Editing the Beginning: If you found that the current way MitoFinder annotated the beginning is incorrect (either no start codon or not the right one), click on the green and yellow bars and drag them one at a time to the nucleotide they should really start with. Make sure you extend/shorten the gene only by a number of nucleotides divisible by three!
Note
For later reference, I like having "before" and "after" screenshots of the sequences, so I'll definitely know what I changed where, even months/years later.
Editing the Beginning Example:
MitoFinder didn't find the start codon. When I zoomed into the beginning of the gene, I began to look for start codons. I actually found six potential start codons (underlined red)! However, the one farthest to the left is the correct option.
Note
Note: The top few sequences I aligned look different than the bottom few because the bottom ones are from GenBank and the top ones with the graphic representations of genes are from Geneious - sequences I have already manually checked an annotated.
I then dragged the gene annotations so they now look like this when corrected:
I made sure the amount of nucleotides I added was divisible by three.
Check the End of the Gene: Either zoom out and place your cursor at the end of the gene and zoom in again, or just scroll to the end of the gene.

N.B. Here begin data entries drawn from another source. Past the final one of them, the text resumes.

PR #793, opened 2026-06-01
feat(push-to-registries): attach per-arch CycloneDX SBOMs to multi-arch images

marians:
Towards https://github.com/giantswarm/giantswarm/issues/36746

## Description

BuildKit's native `--attest type=sbom` only emits **SPDX**. This PR adds an opt-in way to also publish a **CycloneDX** SBOM. A CycloneDX SBOM is generated **per architecture** with [syft](https://github.com/anchore/syft) and attached to each platform manifest as an **unsigned OCI 1.1 referrer** (artifactType `application/vnd.cyclonedx+json`) using [oras](https://oras.land).

Like the inline SPDX SBOM, the CycloneDX SBOM is **unsigned** and attached the same way for **both public and private images** — no cosign, no Rekor transparency log. (An earlier iteration used keyless `cosign attest`, but the architect image's cosign rejects `--tlog-upload=false` under a signing config, and a signed attestation isn't needed to match how SPDX is published.)

> Rebased onto **v9.0.0**. v9 collapsed the single-arch/multi-arch split into one `docker buildx` path and renamed the `image-build-and-push-multiarch` command to `image-build-and-push`; this branch now adds the feature to that unified command.

### Changes

**New parameter (default `false`, off):**
- `push-to-registries` job and `image-build-and-push` command: `sbom-cyclonedx`. When `true`, generates and attaches per-arch CycloneDX SBOMs after the image push.

**Behavior:**
- SBOMs are generated **per architecture** by scanning each pushed platform manifest by digest, then attached as referrers to that same digest.
- Runs for **both public and private images** (unsigned, no transparency log).
- Attachment happens **after the push** — an OCI referrer must point at an already-published manifest (same reason cosign signing runs post-push).
- Respects the `split-china-push` and `push_dev` filters; dev-tag detection uses `gitsemver validate --type dev`.
- `syft` and `oras` must be present in the architect image; the step fails loudly if either is missing (no on-the-fly install).

**Tooling:**
- Pins the `architect` executor image to the `8.0.0-…` tag that ships `syft` and `oras`.

**Documentation:**
- `docs/job/push-to-registries.md`: CycloneDX SBOM section, including how to list/pull the SBOM via `oras discover` / `oras pull`.
- `CHANGELOG.md`: feature entry under `[Unreleased]`.

### Consuming the SBOM

```sh
# List the CycloneDX SBOM attached to a platform manifest
oras discover --artifact-type application/vnd.cyclonedx+json \
  <registry>/giantswarm/myapp@<platform-digest>

# Pull the SBOM blob
oras pull <registry>/giantswarm/myapp@<sbom-referrer-digest>
```

### Checklist

- [x] Familiar with [Coding Standards](https://github.com/giantswarm/architect-orb#coding-guidelines)
- [x] Familiar with [Development](https://github.com/giantswarm/architect-orb#development)
- [x] Familiar with [Design and Goals](https://github.com/giantswarm/architect-orb#design-and-goals)
- [x] Updated [CHANGELOG.md](https://github.com/giantswarm/architect-orb/tree/master/CHANGELOG.md)

### Test Plan

The feature is opt-in (`sbom-cyclonedx: false` by default). Verified on a real build (public and private images): the per-arch CycloneDX SBOMs are generated by syft and attached to each platform digest, discoverable via `oras discover`.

The stop codons you are looking for are TAA or TAG. Sometimes, when MitoFinder finds the stop codon, your sequence will end like the others you are aligning it to, and other times it won't. However, it can still be correct, like this:
There's no obvious way to change this sequence, it doesn't align with the other reference sequences, but there is a stop codon, so I left it as is.

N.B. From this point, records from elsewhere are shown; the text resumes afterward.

PR #820, opened 2026-06-10
fix(cosign-sign-verify): retry sign-blob on Rekor duplicate entry conflict

marians:
## What

`cosign sign-blob` in `cosign-sign-verify` (kind `blob`) fails with:

```
[POST /api/v1/log/entries][409] createLogEntryConflict {"code":409,"message":"an equivalent entry already exists in the transparency log ..."}
```

Example: https://app.circleci.com/pipelines/github/giantswarm/search-mcp/396/workflows/21503f6f-dca3-43c6-b980-8c902ce233b6/jobs/782

## Why

#814 fixed this for `oci` and `attest` but left `blob` unchanged on the assumption that sign-blob has no Rekor dedup path. That assumption was wrong: with cosign v3, the sigstore bundle embeds the transparency log entry, so the Rekor upload happens inside `sign-blob` itself. The 409 occurs when the Rekor client retries a POST that already succeeded server-side.

## Fix

The skip-on-duplicate approach from #814 cannot be reused here: on a 409 the bundle file is never written, and `verify-blob --bundle` (and the release-asset upload) needs it. Instead, `cosign sign-blob` is retried up to 3 times. Each invocation generates fresh ephemeral keys, so a retry produces a new, non-equivalent Rekor entry and succeeds. Any non-409 error still fails immediately, and a persistent 409 after 3 attempts still fails the job.

### DIFF
--- a/src/commands/cosign-sign-verify.yaml
+++ b/src/commands/cosign-sign-verify.yaml
@@ -65,13 +65,19 @@ steps:
         ISSUER_REGEX='^https://oidc\.circleci\.com'
         IDENTITY_REGEX='^https://circleci\.com/api/v2/projects/[a-f0-9-]+/pipeline-definitions/[a-f0-9-]+$'
 
+        # Rekor duplicate-entry rejection (HTTP 409). Matched with `grep -E`.
+        # The structured token (createLogEntryConflict) appears in sign-blob
+        # errors; the prose is all the `oci`/`attest` errors carry, so both
+        # alternatives are needed.
+        REKOR_DUP_PATTERN='createLogEntryConflict|an equivalent entry already exists'
+
         case "<<parameters.kind>>" in
           oci)
             while IFS= read -r ref; do
               [[ -z "$ref" || "$ref" =~ ^# ]] && continue
               echo "cosign sign $ref"
               if ! out=$(cosign sign --yes "$ref" 2>&1); then
-                if echo "$out" | grep -q "an equivalent entry already exists"; then
+                if echo "$out" | grep -Eq "$REKOR_DUP_PATTERN"; then
                   echo "Rekor: entry already exists for $ref, skipping sign."
                 else
                   echo "$out" >&2; exit 1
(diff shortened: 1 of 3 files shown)


src/commands/cosign-sign-verify.yaml
```diff
@@ -85,10 +85,27 @@ steps:
...
             while IFS=' ' read -r file bundle; do
               [[ -z "$file" || "$file" =~ ^# ]] && continue
               echo "cosign sign-blob $file → $bundle"
-              cosign sign-blob --yes --bundle "$bundle" "$file"
+              for attempt in 1 2 3; do
+                rm -f "$bundle"
+                if out=$(cosign sign-blob --yes --bundle "$bundle" "$file" 2>&1); then
+                  break
+                fi
+                if echo "$out" | grep -q "an equivalent entry already exists" && [[ "$attempt" -lt 3 ]]; then
```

Editing the End: If you found that the current way MitoFinder annotated the end is incorrect (no stop codon), click on the green and yellow bars and drag them one at a time to the nucleotide they should really end with. Make sure you extend/shorten the gene by a number of nucleotides divisible by three!
Note
For later reference, I like having "before" and "after" screenshots of the sequences, so I'll definitely know what I changed where, even months/years later.
Editing the End Example:
MitoFinder didn't find the stop codon. When I zoomed into the end of the gene, I found two:
HOWEVER! Stop codons are different than start codons. There can't be a stop codon somewhere within the gene, so even if there is another potential stop codon farther to the right, that is not a stop codon for this gene. You have to choose the stop codon closest to the end of the gene you're fixing. Therefore, I edited this gene like this:
I made sure I extended the gene by a number of nucleotides divisible by three - in this case 45.
I Can't Find a Stop Codon?
AA residue thing
Checking the Validity of Edits: After you've edited the annotations of a protein coding gene, there is one more way to check that you have done so correctly. This makes sure you've edited the nucleotides comprising the gene in numbers divisible by three, and also ensures you didn't accidentally add any extra stop codons anywhere.
First, click on the green annotation (the gene), and then click 'Extract'.
You can add something to the end of the name, i.e. "...AnnotationCheck" so that you know where the sequence came from later on, then click "OK".
Checking the Validity of Edits: Then click on the sequence it gives you as an output and click on the "Translate" button. Change the Genetic code to "Invertebrate Mitochondrial", leave the translation frame as 1, and make sure to UNCHECK both of the checked boxes - we don't want to force Geneious to translate the first three nucleotides as a start codon and we don't want it to remove the final stop codon.